#### What you will do
Take the line containing "- Fix #2283" as the first and the last line of the records below as the end, and please set down only what lies between them exactly, both ends included.

[[ Material provided, beginning ]]

PR #2755, opened 2026-06-09
Maintenance: Prefix helper workflows with ".", to distinguish them from the main ones

### LINKED ISSUE #2283: Separate top level workflows from helpers

mccalluc:
- Fix #2283
- Subdirectories don't work: see discussion on #2750.
- No strong feelings about the prefix character. Sorting to the end would be nice, but the only ASCII characters after `z` are `{|}~`, none of which I would put in a filename.


eddiestudies (dismissed):
lgtm

eddiestudies (approved):
lgtm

[[ Material provided, end ]]

#### Expected answer
- Fix #2283
- Subdirectories don't work: see discussion on #2750.
- No strong feelings about the prefix character. Sorting to the end would be nice, but the only ASCII characters after `z` are `{|}~`, none of which I would put in a filename.


eddiestudies (dismissed):
lgtm

eddiestudies (approved):
lgtm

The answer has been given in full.